_WHAT THE TASK ASKS_: Please return all lines from the records below that include the string "extern".

_DATASET RECORDS_:
--
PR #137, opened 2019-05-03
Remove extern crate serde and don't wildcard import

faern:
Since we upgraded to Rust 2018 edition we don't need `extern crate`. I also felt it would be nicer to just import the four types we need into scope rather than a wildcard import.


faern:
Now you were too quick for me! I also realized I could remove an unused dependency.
--
_RESPONSE BELOW_:
Remove extern crate serde and don't wildcard import
Since we upgraded to Rust 2018 edition we don't need `extern crate`. I also felt it would be nicer to just import the four types we need into scope rather than a wildcard import.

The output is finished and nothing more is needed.